* _Data_:
□ □ □ □ □

PR #450, opened 2020-09-29
Improved check for invalid parameters

ifsnow:
Summary:
---------

Printing a warning message from `checkValidInput` doesn't seem to work as intended.

In the following case, when an incorrect key or value is passed, `RCTAsyncStorage.multiSet` native function is called and an error occurs unconditionally. This is an unnecessary call.
```js
setItem: function(...) {
    checkValidInput(key, value);
    RCTAsyncStorage.multiSet([[key, value]], function(errors) {
    ...
  }
}
```

I think it's better to throw an error in all cases where parameter check is necessary. This is because the thrown error is displayed in RN's `LogBox` and the logic is not executed after the error.

Test Plan:
----------

None

### DIFF
--- a/src/AsyncStorage.native.js
+++ b/src/AsyncStorage.native.js
@@ -51,7 +51,7 @@ function checkValidInput(usedKey: string, value: any) {
   const isValuePassed = arguments.length > 1;
 
   if (typeof usedKey !== 'string') {
-    console.warn(
+    throw new Error(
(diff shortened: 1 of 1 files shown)


Krizzu:
Hey @ifsnow 

Thanks for raising this up. We choose to show warning instead, as a pointer for dev to fix previous and upcoming issues with values - throwing an error would be to drastic, if you'd upgrade AsyncStorage in project. 

Even better way would be to just stringify/parse data on write/read instead, so one don't even have to remember to do so. But that's something I want address in future releases.

Let's not introduce any new behavior for now, as `AsyncStorage` is going to be moved in its own organization - let's get back to it after it's done.

PR #463, opened 2020-10-16
resolved missing Deploy issue

chiaramooney:
Summary:
---------

Fixes #6239

Resolving error message "ReactNativeAsyncStorage.vcxproj : error MSB4057: The target "Deploy" does not exist in the project" by adding target with Deploy name. 

Test Plan:
----------

To test, add module to React Native app with Windows support. Run app in Windows emulator. Change is successful if app loads in Windows emulator without errors.

PR #467, opened 2020-10-22
chore: Bump RN to 0.62

tido64:
Summary:
---------

Bump the example app to 0.62.

We only bump to 0.62 because react-native-macos 0.63 isn't out yet. To simplify our lives, we stay in sync to avoid any potential issues from having both 0.62 and 0.63 installed.

Test Plan:
----------

The test app must build and boot on the following platforms:
- [x] Android
- [x] iOS
- [x] macOS
- [ ] ~~Web~~ (see https://github.com/react-native-async-storage/async-storage/pull/467#discussion_r511085272)
- [x] Windows


package.json
```diff
@@ -64,26 +64,27 @@
...
+    "@react-native-community/cli-platform-ios": "^4.5.0",
+    "@react-native-community/eslint-config": "^2.0.0",
     "babel-jest": "^26.5.2",
     "babel-plugin-module-resolver": "3.1.3",
     "detox": "16.7.2",
-    "eslint": "5.1.0",
-    "expo": "36.0.2",
-    "flow-bin": "0.105.2",
+    "eslint": "^6.0.0",
+    "expo": "^38.0.10",
```
tido64, line 75: @Krizzu: Do you know how to test this? I couldn't make it work...

Krizzu: We have `expo start:web` script to run web example - maybe try this?

tido64: Finally got it running. Turns out I had a year old expo-cli installed 😛 

I hit other issues though that I can repro on `master`. When I run `start:web`, I get the following error message:

```
Module not found: Can't resolve '@react-native-async-storage/async-storage'
```

in both `async-storage/example/examples/GetSetClear.js` and `async-storage/example/examples/MergeItem.js`. When I tried changing the import to `../src/index`, I got a little further bit hit this instead:

```
Unhandled Rejection (TypeError): Cannot read property 'getItem' of undefined
GetSet.componentWillMount$
/~/example/examples/GetSetClear.js:29
  26 | };
  27 | 
  28 | async componentWillMount() {
> 29 |   const storedNumber = await AsyncStorage.getItem(STORAGE_KEY);
     |                                           ^
  30 |   if (storedNumber) {
  31 |     this.setState({
  32 |       storedNumber,
```

It seems like the web example got broken at some point. @EvanBacon: Is this error obvious to you?

tido64: @Krizzu: If you don't mind, I think we should fix this separately. I've tested all the other platforms, and they're ready to go.

Krizzu: Let's do it 🙏

example/__tests__/App.js
```diff
@@ -79,31 +79,31 @@ describe('Async Storage mock functionality', () => {
   });
 
   describe('Callback based', () => {
-    it('can read/write data to/from storage', done => {
+    it('can read/write data to/from storage', (done) => {
```
Krizzu, line 82: This seems like it's not our eslint config - could you check it out?

example/examples/GetSetClear.js
```diff
@@ -8,76 +8,62 @@
...
 
-  async componentWillMount() {
-    const storedNumber = await AsyncStorage.getItem(STORAGE_KEY);
-    if (storedNumber) {
-      this.setState({
-        storedNumber,
-      });
-    }
-  }
+export default function GetSet(_: Props) {
```
Krizzu, line 18: Yay, functional components 🎉 
nit: You can remove `Props` and this parameter

example/macos/Podfile
```diff
@@ -0,0 +1,17 @@
+require_relative '../../node_modules/react-native-test-app/macos/test_app.rb'
+
+workspace 'AsyncStorageExample.xcworkspace'
+
+use_test_app! do |target|
+  target.app do
+    pod 'RNCAsyncStorage', :path => "../.."
+
+    # This is usually not needed but autolinking seems to be assuming that
+    # node_modules is in '..'
```
Krizzu, line 10: 👍

example/windows/AsyncStorageExample/AsyncStorageExample.vcxproj
```diff
@@ -163,6 +163,7 @@
       npx --no-install react-native bundle --platform windows --entry-file index.js --bundle-output $(MSBuildThisFileDirectory)/Bundle/index.windows.bundle --assets-dest $(MSBuildThisFileDirectory)/Bundle
     </BundleCommand>
   </PropertyGroup>
+  <Target Name="Deploy"/>
```
Krizzu, line 166: 👍 I see this is the same issue [resolved here](https://github.com/react-native-async-storage/async-storage/pull/463)

jest/async-storage-mock.js
```diff
@@ -34,7 +34,7 @@ const asMock = {
   multiSet: jest.fn(_multiSet),
   multiRemove: jest.fn(_multiRemove),
   multiMerge: jest.fn(_multiMerge),
-  useAsyncStorage: jest.fn(key => {
+  useAsyncStorage: jest.fn((key) => {
```
Krizzu, line 37: This seems like our Eslint did not keep in

example/__tests__/App.js
tido64: Yeah, I bumped `@react-native-community/eslint-config` to ^2.0 which bumps Prettier to ^2.0. This is expected.

image

jest/async-storage-mock.js
tido64: See https://github.com/react-native-async-storage/async-storage/pull/467#discussion_r511402295

package.json
tido64: Filed #472

example/examples/GetSetClear.js
tido64: Got a complaint about `componentWillMount` being deprecated so I converted it. Will remove `Props` parameter.

Krizzu (commented):
Fantastic work 🎉 I'm glad for `react-native-test-app` integration!

Let's address web in follow up PR, like you proposed. I have an idea how to fix it.

Also, I know what happened to the formatting - upgrading to latest community eslint config. That version includes Prettier `2.0.2` dependency, which [included a change that generates a lot of churn in codebases, without an option to disable.](https://github.com/prettier/prettier/pull/3903)

I think it's ugly, but nothing we can here. We can, however, disable adding brackets in arrow functions - could you add another entry to `.prettierrc`? 🙏 

```diff
+  "arrowParens": "avoid"
```

tido64:
> I think it's ugly, but nothing we can here. We can, however, disable adding brackets in arrow functions - could you add another entry to `.prettierrc`? 🙏

I'd rather not have a `.prettierrc` to be honest. I kind of agree with this formatting. Makes it consistent for any number of arguments, e.g.:

```js
const single = (value) => value;
const pair = (x, y) => [x, y];
```

The whole point of Prettier is to avoid these discussions. I think we should use the defaults.

Krizzu:
Let's go with the defaults then, like you suggested.

Krizzu (approved):

PR #470, opened 2020-10-23
chore: Semantic release setup

Krizzu:
Summary:
---------

Setting up semantic releases. Every merge to master, after successful tests, means a new release.


tido64 (approved):
Looks fine to me. Do you know what happened to the Android test? I also thought we had macOS ones as well.

Krizzu:
@tido64 Had to disable it because of some error that prevented us from releases. I'm going to address it soon

PR #474, opened 2020-10-24
chore: e2e Android

Krizzu:
Summary:
---------

Bringing back Android e2e tests. Had to do some in-depth testing for environment, and ended up with different macos versions for e2e android and ios (due to different JDK versions).

Additionally, `pods caching`, to speedup iOS builds and tests.

Test Plan:
----------

Green CI.


.circleci/config.yml
```diff
@@ -26,6 +26,13 @@ default config for macOS: &macos_defaults
   macos:
     xcode: '12.1.0'
 
+
+config for macOS (android): &macos_defaults_android
+  <<: *defaults
+  resource_class: 'medium'
+  macos:
+    xcode: '11.5.0'
```
tido64, line 34: Why can't we use `macos_defaults` for Android as well?

.circleci/config.yml
```diff
@@ -41,67 +48,76 @@ default config for android apk builds: &android_defaults
...
-# brew
-save brew cache: &cache_save_brew
-  name: Saving Brew cache
-  paths:
+cache keys:
+  brew ios: &key_brew_ios cache-brew-ios-v3-{{ arch }}
+  brew android: &key_brew_android cache-brew-android-v3-{{ arch }}
+  yarn: &key_yarn cache-yarn-{{ checksum "package.json" }}-{{ arch }}
+  gradle: &key_gradle cache-gradle-{{ checksum "example/android/gradle/wrapper/gradle-wrapper.properties" }}-{{ checksum "package.json" }}-{{ arch }}
+  pods: &key_pods cache-pods-v1-{{ checksum "example/ios/Podfile" }}-{{ checksum "package.json" }}-{{ arch }}
```
tido64, line 56: We should probably check in `Podfile.lock` and use that for checksum, otherwise we can't guarantee that we'll use the cache at all.
```suggestion
  pods: &key_pods cache-pods-v1-{{ checksum "example/ios/Podfile.lock" }}-{{ arch }}
```

I realize this has always been here so maybe we can fix it in a follow up?

.circleci/config.yml
```diff
@@ -203,35 +215,34 @@ jobs:
...
-            yes | sdkmanager "platform-tools" "tools" 1> /dev/null
-            yes | sdkmanager "platforms;android-28" "system-images;android-21;google_apis;x86" 1> /dev/null
-            yes | sdkmanager "emulator" --channel=3 1> /dev/null
-            yes | sdkmanager "build-tools;28.0.3" 1> /dev/null
-            yes | sdkmanager --licenses 1> /dev/null
+            yes | sdkmanager "platform-tools" "tools" >/dev/null
+            yes | sdkmanager "platforms;android-28" "system-images;android-28;default;x86_64" >/dev/null
+            yes | sdkmanager "emulator" --channel=3 >/dev/null
+            yes | sdkmanager "build-tools;28.0.3" >/dev/null
+            yes | sdkmanager --licenses >/dev/null
```
tido64, line 245: We shouldn't redirect `stderr` in case we need to handle them:
```suggestion
            yes | sdkmanager "platform-tools" "tools" 1> /dev/null
            yes | sdkmanager "platforms;android-28" "system-images;android-28;default;x86_64" 1> /dev/null
            yes | sdkmanager "emulator" --channel=3 1> /dev/null
            yes | sdkmanager "build-tools;28.0.3" 1> /dev/null
            yes | sdkmanager --licenses 1> /dev/null
```

.circleci/config.yml
Krizzu: I had to keep it at this version, due to android emulator not working. Maybe with detox upgrade we can use the same version, but I'll have to check it

.circleci/config.yml
Krizzu: `Podfile.lock` is excluded from git, so we cannot use it. Beside, we'd have to make sure we're using the same Pod version locally and on CI. So instead, I fallback to use combination of package.json and Pod file itself

tido64 (approved):

example/android/build.gradle
```diff
@@ -24,3 +24,41 @@ task fetchDependencies() {
...
+            androidExtension.buildTypes.release.signingConfig = androidExtension.signingConfigs.test
+            androidExtension.testBuildType = 'release'
+
+            androidExtension.sourceSets.androidTest.java.srcDirs += "$rootDir/app/src/androidTest/java"
+
+            project.dependencies {
+                androidTestImplementation('com.wix:detox:+')
+            }
+        }
+    }
```
tido64, line 63: @arazabishov: Do you think we can simplify how devs can customize `react-native-test-app`? Not sure if this is normal as far as Gradle configs go but it seems a bit cumbersome to add `signingConfigs` and Detox specific things, imo.

arazabishov: I think it is fine to leverage the flexibility of Gradle when needed, like in this case. If we were about to parameterize all of the things above, we will find ourselves trying to replicate AGP's API. What we can do is provide a convenient way to tap into androidExtension, so users don't have to search for it themselves.

tido64: If this is normal, then I think it's probably fine. We can add a "recipe" in our wiki and point people in that direction when they need to add stuff.

PR #475, opened 2020-10-24
chore: Migrate Android/iOS example apps to react-native-test-app

tido64:
Summary:
---------

Migrate Android and iOS example apps to `react-native-test-app`.

This PR became a bit bigger than anticipated because the iOS tests were randomly failing. I ended up having to bump Detox to latest version and switch to `jest-circus` as test runner.

See also Detox' [Jest setup guide](https://github.com/wix/detox/blob/master/docs/Guide.Jest.md).

Test Plan:
----------

- [x] Android example app should build and boot
- [x] iOS example app should build and boot
- [x] CI should pass


android/build.gradle
```diff
@@ -1,19 +1,37 @@
+import java.nio.file.Paths
+
+def resolveModulePath(packageName) {
```
Krizzu, line 3: Isn't this addressed in [your other PR?](https://github.com/react-native-async-storage/async-storage/pull/481/files) I think this PR will land first

tido64: Yeah, this was built on top of it. The other PR should go in first, then I'll rebase and we can get this merged.

Krizzu (approved):
Looks fantastic 👏  Let's merge the other PR first, then that one

PR #1406, opened 2017-01-20
Add 24h time selector to Image edit page

dkocich:
Related to https://github.com/c2corg/v6_ui/issues/1176

So easiest was to add time picker from tools we already use and have time selector separately https://angular-ui.github.io/bootstrap/#/timepicker
What do you think - is this time picker ok?

Some images do not have date_time and in edit the form they have this date.
http://localhost:6558/images/edit/824766/fr
image

https://github.com/dalelotts/angular-bootstrap-datetimepicker#screen-shots
There is also this tool but I personally do not like when I want to select a time and I need to go through few steps with a selection of date also.

### DIFF
--- a/c2corg_ui/templates/image/edit.html
+++ b/c2corg_ui/templates/image/edit.html
@@ -133,7 +133,11 @@ from c2corg_common.attributes import default_langs, activities, image_types, ima
                 </span>
               </div>
 
-              <br>
+              ## TIME
+              <div class="input-group" uib-timepicker ng-model="image.date_time" hour-step="1" minute-step="1" second-step="1"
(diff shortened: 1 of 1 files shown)


asaunier:
> What do you think - is this time picker ok?

Yes, it looks great to me.

> Some images do not have date_time and in edit the form they have this date.

It's OK. Having the hour set to 0 would make more sense but it's OK as is (anyway the time is not the correct one since is is missing).

dkocich:
It probably just sets undefined as 0 in unix time https://en.wikipedia.org/wiki/Unix_time which is equal to this date. +1 hour is caused by our current timezone adjustment.

Issue #1408, opened 2017-01-20
Image editing map section


asaunier:
The map section could be more individualized in the image editing form, with a title (as for WP, routes or outings I think). In addition adding the lon/lat fields (as for WP) would make sense.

□ □ □ □ □

* _Work to complete_:
A complete answer gives every line of the records holding "images".

* _Answer section_:
-            yes | sdkmanager "platforms;android-28" "system-images;android-21;google_apis;x86" 1> /dev/null
+            yes | sdkmanager "platforms;android-28" "system-images;android-28;default;x86_64" >/dev/null
            yes | sdkmanager "platforms;android-28" "system-images;android-28;default;x86_64" 1> /dev/null
Some images do not have date_time and in edit the form they have this date.
http://localhost:6558/images/edit/824766/fr
> Some images do not have date_time and in edit the form they have this date.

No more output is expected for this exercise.